▶ [Problem requirements]:
In the data below, find each line containing the string "elif" and return it.

(Dataset entries)
━━━━━━━━

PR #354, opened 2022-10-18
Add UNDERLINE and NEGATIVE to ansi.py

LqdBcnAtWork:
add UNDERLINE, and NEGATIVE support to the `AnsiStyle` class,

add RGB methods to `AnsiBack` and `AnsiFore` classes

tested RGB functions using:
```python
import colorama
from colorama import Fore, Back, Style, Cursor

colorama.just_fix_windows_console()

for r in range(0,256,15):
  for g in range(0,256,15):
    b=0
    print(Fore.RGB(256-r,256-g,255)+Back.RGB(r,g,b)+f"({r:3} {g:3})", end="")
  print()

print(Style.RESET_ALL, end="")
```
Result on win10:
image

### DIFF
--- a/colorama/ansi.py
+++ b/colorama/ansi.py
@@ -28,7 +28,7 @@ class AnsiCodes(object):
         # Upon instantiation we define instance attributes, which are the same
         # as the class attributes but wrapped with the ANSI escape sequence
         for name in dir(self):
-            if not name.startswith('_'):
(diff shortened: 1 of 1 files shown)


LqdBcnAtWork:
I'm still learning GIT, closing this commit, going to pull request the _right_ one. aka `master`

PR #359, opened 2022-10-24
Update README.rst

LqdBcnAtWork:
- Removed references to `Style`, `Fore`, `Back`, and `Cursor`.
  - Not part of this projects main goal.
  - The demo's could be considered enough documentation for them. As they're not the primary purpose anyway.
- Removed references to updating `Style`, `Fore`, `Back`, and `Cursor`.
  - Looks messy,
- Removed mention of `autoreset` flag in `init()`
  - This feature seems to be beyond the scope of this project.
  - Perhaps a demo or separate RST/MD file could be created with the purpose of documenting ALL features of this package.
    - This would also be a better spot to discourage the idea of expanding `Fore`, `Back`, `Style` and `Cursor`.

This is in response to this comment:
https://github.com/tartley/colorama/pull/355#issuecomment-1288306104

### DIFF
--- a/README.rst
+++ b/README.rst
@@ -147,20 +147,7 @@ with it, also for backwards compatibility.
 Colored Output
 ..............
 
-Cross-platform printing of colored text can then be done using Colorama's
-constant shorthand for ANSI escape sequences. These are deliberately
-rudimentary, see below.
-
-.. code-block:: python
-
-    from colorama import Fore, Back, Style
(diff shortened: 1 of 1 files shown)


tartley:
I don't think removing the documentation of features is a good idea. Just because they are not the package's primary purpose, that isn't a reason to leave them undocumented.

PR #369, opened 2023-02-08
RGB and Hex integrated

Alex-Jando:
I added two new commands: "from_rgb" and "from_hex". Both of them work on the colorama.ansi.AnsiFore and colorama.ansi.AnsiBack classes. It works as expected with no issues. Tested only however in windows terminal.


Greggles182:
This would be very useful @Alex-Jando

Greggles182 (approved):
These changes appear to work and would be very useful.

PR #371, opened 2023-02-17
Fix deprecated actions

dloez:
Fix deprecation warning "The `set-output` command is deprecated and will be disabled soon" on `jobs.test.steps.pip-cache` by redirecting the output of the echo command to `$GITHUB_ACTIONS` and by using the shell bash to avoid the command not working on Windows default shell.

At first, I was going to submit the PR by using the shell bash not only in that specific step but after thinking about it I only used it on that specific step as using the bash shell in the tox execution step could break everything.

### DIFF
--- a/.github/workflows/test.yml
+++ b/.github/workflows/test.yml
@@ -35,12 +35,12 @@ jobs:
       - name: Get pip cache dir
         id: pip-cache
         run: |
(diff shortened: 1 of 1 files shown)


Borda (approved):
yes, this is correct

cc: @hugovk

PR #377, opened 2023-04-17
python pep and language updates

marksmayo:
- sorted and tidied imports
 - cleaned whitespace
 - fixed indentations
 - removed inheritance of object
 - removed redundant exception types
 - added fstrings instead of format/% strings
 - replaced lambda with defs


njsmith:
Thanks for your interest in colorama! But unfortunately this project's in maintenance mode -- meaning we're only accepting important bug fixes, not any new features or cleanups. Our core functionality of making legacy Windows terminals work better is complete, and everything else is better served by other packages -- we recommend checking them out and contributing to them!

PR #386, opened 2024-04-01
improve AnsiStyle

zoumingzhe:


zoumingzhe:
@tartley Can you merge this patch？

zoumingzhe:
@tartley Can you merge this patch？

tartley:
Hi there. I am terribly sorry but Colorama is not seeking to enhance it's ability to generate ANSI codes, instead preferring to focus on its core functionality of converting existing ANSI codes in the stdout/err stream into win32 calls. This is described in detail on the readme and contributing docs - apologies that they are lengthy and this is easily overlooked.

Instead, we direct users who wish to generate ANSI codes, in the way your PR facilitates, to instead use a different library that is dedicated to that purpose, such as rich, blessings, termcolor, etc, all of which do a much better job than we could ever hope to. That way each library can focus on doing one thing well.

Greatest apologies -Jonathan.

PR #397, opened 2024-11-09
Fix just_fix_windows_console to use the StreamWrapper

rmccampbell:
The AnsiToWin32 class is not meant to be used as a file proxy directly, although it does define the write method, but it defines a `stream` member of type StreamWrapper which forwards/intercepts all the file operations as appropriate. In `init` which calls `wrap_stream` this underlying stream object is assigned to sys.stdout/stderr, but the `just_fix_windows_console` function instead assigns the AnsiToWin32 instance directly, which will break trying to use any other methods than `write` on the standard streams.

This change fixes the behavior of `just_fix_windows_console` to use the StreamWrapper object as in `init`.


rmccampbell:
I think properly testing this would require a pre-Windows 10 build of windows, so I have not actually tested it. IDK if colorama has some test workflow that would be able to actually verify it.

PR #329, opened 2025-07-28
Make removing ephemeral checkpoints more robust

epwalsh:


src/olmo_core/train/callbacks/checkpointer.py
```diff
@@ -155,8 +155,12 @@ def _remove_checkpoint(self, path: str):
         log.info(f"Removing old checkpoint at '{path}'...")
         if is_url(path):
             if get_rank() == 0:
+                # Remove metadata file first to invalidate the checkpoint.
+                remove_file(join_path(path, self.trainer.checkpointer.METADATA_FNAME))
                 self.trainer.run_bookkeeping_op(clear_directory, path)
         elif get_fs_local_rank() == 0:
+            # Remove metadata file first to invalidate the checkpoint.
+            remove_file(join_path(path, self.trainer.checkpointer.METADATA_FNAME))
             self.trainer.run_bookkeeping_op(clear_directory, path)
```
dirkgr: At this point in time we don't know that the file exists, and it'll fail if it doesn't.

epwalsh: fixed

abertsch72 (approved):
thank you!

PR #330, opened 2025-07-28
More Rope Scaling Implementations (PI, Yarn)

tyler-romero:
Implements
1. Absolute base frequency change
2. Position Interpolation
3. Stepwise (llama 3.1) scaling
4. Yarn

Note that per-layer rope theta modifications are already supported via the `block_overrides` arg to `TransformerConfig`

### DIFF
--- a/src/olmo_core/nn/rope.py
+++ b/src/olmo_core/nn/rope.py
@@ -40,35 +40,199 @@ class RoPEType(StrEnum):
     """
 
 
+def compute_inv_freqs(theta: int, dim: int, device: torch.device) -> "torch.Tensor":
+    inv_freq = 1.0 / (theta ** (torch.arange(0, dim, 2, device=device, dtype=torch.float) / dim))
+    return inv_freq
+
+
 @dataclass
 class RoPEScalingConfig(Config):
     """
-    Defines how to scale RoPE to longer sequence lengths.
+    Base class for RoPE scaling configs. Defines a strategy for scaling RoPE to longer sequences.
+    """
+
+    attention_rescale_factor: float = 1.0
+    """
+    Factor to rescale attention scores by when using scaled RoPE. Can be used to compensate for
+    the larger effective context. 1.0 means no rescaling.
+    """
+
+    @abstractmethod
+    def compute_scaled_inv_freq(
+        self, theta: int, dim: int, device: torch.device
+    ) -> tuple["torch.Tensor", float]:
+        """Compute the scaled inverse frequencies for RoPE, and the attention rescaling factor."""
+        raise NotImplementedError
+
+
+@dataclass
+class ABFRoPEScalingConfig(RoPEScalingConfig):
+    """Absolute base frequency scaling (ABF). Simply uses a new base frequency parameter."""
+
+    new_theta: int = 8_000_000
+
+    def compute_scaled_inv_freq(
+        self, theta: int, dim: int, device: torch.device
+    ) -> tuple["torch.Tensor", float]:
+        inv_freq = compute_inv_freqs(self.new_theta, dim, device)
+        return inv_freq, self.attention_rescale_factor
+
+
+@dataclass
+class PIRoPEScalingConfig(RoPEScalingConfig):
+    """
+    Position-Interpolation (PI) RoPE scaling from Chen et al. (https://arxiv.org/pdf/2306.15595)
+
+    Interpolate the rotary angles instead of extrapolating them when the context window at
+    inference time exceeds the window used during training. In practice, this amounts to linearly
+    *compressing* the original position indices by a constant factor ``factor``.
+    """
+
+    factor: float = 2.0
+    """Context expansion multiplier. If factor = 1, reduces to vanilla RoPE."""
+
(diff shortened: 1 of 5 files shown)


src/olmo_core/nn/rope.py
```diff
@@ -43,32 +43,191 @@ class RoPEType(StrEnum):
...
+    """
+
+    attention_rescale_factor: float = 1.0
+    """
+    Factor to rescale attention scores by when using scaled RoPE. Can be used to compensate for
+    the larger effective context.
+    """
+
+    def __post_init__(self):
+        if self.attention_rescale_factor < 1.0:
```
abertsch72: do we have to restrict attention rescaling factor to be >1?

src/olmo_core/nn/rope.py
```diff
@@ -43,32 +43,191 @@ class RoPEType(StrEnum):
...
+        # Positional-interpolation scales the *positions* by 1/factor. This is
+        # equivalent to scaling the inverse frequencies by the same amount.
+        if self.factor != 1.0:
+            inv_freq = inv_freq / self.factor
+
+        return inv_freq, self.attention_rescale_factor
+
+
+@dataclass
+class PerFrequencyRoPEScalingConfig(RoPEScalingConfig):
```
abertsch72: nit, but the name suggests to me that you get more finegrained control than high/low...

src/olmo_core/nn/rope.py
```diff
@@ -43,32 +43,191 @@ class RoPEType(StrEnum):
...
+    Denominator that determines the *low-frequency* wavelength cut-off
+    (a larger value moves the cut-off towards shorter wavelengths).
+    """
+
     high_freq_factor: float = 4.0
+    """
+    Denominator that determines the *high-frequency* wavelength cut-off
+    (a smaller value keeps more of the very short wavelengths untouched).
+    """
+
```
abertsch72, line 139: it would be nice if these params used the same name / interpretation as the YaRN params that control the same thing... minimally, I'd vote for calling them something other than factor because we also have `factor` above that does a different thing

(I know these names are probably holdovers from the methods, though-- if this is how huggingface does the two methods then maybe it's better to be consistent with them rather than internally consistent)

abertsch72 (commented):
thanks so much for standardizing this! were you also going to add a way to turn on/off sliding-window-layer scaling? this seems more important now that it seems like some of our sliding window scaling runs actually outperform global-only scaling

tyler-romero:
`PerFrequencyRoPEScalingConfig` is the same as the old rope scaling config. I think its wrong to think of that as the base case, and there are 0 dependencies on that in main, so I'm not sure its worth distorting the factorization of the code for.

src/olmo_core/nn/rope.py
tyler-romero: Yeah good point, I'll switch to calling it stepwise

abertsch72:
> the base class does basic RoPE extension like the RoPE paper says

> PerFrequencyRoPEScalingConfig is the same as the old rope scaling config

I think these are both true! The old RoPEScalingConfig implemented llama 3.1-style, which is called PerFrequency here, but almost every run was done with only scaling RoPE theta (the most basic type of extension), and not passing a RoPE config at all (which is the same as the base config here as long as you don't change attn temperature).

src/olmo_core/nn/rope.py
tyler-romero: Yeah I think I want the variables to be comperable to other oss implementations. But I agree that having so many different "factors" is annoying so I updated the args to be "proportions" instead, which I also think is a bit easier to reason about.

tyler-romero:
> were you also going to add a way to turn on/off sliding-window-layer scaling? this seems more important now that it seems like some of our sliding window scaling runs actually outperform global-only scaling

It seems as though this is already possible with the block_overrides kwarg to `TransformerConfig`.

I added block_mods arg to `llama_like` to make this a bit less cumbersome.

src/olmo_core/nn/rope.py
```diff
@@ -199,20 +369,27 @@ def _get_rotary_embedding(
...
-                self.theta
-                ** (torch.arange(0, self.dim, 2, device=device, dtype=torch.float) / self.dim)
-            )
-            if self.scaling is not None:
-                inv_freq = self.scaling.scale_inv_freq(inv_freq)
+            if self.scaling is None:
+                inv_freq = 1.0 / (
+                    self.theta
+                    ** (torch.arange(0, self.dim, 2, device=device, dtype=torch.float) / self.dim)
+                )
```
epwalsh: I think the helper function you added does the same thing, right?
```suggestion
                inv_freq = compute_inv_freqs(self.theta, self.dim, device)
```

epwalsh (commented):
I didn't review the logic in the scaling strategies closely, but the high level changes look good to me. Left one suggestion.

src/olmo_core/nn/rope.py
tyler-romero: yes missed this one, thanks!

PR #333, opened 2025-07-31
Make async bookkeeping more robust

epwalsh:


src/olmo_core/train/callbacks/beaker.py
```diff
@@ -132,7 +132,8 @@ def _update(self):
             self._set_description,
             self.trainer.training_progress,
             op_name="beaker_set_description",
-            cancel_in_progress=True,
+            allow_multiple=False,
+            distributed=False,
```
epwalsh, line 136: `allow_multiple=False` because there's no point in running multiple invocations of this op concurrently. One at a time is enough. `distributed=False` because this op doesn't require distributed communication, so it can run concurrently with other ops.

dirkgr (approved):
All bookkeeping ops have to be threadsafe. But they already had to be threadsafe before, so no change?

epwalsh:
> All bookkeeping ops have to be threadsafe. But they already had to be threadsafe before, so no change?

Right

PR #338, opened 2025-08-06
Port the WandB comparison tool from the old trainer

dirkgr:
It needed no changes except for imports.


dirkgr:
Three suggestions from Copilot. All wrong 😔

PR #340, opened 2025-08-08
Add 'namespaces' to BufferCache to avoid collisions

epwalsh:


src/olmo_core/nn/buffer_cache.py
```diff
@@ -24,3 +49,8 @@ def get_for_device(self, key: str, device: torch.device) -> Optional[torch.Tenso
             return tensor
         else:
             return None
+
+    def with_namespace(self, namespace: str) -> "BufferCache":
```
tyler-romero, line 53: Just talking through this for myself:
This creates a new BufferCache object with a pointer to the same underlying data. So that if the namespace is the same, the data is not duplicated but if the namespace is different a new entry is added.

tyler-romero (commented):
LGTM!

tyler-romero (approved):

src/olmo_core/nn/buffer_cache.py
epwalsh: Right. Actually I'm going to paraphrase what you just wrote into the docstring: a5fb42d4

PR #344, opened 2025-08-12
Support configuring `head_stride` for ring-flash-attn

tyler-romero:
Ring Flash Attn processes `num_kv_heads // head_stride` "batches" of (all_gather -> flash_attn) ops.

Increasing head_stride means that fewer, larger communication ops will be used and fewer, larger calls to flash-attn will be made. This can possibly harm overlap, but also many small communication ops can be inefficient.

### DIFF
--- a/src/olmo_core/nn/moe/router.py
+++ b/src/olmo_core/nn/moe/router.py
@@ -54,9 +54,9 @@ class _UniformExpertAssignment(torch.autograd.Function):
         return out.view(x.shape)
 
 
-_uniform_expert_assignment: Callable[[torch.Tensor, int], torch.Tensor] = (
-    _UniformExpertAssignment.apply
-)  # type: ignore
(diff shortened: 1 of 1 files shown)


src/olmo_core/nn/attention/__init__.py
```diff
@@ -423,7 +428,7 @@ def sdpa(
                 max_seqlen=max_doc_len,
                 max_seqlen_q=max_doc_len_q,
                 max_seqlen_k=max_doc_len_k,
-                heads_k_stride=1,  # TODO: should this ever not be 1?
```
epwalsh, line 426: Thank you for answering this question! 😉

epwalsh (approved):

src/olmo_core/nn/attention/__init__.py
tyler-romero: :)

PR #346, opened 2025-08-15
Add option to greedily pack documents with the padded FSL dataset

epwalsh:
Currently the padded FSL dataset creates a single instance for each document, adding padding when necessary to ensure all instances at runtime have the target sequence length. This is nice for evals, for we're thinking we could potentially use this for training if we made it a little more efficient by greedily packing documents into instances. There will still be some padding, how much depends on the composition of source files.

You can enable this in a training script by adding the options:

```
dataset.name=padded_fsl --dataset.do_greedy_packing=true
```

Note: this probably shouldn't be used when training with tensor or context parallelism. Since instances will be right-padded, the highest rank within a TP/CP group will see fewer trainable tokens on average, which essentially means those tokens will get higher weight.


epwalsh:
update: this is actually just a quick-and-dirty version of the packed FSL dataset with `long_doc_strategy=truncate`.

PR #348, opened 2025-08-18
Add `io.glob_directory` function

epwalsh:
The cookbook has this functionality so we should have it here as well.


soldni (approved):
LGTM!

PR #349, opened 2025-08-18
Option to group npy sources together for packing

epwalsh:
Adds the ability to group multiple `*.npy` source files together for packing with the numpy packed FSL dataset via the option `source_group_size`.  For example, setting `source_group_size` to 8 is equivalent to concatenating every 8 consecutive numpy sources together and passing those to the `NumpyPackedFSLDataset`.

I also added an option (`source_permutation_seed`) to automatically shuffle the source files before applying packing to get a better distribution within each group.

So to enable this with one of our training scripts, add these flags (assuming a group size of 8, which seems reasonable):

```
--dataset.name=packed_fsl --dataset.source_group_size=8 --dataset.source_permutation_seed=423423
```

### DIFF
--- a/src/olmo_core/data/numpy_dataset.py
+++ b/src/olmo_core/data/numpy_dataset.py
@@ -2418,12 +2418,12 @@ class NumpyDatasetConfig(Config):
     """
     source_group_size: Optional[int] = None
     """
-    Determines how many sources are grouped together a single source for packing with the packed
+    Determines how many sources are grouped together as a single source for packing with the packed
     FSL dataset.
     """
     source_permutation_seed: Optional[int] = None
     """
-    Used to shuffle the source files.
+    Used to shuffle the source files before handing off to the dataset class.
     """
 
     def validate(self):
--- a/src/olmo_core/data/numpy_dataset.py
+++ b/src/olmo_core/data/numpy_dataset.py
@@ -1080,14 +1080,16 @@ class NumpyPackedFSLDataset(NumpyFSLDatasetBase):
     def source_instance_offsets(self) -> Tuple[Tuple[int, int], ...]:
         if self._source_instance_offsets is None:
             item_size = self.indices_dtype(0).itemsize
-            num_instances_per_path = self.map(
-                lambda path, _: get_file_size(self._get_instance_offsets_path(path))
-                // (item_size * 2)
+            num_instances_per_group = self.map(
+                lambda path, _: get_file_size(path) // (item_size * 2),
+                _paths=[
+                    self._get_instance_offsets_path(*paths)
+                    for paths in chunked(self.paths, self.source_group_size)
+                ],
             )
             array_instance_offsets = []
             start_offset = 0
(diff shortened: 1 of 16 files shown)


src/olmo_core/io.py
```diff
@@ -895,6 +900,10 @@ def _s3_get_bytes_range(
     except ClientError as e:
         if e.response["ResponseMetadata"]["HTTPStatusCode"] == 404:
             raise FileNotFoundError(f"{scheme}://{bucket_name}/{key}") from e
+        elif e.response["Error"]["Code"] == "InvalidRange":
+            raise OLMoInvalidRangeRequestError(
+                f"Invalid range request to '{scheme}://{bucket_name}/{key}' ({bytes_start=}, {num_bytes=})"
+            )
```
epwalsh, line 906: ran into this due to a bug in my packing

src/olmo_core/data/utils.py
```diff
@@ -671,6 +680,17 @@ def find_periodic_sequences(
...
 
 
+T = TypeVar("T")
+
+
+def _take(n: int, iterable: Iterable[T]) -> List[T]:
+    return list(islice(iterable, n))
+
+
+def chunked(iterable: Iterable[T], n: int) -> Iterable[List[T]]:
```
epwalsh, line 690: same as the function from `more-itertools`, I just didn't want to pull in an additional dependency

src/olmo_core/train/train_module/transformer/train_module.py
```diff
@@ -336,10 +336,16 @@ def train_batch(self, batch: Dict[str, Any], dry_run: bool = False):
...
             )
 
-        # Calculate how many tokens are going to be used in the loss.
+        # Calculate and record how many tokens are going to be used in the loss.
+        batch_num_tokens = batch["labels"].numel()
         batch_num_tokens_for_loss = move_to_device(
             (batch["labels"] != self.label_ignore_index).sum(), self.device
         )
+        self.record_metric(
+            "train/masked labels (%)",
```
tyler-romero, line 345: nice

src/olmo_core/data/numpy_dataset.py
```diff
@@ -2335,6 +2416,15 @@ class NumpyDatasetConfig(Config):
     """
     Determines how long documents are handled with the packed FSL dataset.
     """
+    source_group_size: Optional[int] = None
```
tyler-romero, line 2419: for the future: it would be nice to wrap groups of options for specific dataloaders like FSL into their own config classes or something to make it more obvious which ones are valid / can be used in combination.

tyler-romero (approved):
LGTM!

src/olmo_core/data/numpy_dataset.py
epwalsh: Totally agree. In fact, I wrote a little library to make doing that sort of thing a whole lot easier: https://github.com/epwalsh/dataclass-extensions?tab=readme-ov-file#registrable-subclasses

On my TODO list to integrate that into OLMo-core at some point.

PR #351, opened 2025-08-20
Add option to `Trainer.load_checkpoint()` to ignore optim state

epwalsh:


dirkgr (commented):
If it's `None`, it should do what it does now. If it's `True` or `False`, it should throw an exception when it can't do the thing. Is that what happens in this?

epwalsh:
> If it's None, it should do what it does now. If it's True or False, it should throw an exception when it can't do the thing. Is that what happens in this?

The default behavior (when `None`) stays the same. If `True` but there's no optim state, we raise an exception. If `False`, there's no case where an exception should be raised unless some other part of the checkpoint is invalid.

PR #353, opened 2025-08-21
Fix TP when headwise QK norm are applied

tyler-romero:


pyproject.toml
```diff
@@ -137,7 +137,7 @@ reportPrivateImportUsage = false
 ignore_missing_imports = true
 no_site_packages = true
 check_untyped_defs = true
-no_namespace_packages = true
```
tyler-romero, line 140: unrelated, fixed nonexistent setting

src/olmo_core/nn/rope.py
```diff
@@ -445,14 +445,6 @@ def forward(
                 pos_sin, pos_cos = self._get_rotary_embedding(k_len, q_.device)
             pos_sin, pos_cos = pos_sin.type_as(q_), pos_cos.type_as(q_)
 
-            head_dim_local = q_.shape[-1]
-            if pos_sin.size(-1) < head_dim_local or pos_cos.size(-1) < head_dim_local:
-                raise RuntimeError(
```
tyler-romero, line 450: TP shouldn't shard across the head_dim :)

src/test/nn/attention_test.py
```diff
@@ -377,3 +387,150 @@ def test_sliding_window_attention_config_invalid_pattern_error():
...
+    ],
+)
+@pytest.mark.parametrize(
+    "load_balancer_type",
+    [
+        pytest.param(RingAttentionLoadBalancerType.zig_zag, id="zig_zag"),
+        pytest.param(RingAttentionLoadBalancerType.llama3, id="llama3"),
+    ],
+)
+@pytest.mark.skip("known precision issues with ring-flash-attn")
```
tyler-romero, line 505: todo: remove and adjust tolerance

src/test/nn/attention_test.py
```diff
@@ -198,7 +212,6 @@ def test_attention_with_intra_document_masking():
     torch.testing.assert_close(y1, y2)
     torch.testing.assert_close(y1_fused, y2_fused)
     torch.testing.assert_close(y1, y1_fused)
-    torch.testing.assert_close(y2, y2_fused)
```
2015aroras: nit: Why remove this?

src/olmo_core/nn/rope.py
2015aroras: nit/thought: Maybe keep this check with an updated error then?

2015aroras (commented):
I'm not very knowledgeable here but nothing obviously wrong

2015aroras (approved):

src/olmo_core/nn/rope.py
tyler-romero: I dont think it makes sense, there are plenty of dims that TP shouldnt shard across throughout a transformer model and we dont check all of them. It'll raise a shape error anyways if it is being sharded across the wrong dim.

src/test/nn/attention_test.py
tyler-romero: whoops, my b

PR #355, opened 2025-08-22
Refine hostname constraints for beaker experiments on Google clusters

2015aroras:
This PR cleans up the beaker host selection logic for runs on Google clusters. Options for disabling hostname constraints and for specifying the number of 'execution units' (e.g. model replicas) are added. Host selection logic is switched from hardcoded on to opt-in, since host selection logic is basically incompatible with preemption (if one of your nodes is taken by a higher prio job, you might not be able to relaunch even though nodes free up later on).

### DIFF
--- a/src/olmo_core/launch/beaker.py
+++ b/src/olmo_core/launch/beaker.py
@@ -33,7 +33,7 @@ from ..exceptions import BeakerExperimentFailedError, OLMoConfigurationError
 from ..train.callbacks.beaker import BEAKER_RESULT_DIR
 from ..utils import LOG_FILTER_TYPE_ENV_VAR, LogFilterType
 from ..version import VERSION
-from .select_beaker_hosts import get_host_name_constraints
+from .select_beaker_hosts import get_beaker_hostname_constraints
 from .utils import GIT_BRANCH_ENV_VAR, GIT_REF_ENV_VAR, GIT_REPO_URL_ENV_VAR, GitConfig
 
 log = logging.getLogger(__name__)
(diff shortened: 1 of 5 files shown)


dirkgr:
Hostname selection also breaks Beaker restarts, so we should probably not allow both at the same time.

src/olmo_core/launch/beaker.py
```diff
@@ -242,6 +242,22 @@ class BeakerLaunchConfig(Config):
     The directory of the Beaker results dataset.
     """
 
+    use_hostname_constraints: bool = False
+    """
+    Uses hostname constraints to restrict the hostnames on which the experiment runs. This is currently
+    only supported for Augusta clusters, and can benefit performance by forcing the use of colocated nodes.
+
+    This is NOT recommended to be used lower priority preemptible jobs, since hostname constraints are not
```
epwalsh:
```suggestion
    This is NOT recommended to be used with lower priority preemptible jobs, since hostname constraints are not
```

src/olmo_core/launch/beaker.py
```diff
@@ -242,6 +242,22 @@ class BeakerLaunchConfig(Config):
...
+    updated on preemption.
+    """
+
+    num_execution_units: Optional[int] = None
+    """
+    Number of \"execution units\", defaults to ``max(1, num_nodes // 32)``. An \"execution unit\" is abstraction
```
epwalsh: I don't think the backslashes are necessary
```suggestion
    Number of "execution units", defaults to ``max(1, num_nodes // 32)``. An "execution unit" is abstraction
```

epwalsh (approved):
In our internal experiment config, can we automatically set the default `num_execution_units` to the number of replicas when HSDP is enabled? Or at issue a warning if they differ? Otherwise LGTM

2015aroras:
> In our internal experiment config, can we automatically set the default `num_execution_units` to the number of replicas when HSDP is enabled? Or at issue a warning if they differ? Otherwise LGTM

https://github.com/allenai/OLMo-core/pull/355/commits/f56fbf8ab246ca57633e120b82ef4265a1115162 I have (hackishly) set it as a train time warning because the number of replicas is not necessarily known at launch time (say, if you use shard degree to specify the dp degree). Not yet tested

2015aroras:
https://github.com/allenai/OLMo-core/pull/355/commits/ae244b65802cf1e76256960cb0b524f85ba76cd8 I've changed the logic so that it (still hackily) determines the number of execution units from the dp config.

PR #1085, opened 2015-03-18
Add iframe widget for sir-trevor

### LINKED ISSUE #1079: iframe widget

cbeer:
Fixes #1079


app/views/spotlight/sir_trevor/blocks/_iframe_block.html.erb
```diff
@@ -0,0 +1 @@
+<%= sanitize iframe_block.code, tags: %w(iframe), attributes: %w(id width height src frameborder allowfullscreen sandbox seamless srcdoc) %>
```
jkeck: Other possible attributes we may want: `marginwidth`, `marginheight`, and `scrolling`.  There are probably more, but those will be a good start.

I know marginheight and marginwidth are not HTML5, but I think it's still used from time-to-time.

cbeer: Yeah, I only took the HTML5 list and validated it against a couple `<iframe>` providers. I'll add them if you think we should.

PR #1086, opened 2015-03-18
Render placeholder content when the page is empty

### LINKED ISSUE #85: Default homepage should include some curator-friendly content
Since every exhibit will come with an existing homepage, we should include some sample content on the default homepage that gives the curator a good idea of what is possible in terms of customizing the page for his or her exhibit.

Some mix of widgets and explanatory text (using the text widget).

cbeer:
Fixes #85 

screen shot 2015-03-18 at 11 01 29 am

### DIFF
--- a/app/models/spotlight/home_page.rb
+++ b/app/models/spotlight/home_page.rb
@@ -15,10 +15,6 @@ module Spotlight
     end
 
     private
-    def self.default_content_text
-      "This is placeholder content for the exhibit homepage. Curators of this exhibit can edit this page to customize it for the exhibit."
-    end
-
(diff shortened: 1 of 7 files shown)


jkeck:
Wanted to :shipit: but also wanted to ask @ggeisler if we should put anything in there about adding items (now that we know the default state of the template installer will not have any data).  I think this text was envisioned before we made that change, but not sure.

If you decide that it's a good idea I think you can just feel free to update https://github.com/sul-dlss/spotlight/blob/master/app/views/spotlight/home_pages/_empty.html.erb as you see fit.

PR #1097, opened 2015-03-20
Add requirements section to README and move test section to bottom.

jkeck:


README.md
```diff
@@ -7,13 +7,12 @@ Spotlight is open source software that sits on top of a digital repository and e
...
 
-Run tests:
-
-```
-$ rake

━━━━━━━━

▶ [Written answer]:
         elif get_fs_local_rank() == 0:
+        elif e.response["Error"]["Code"] == "InvalidRange":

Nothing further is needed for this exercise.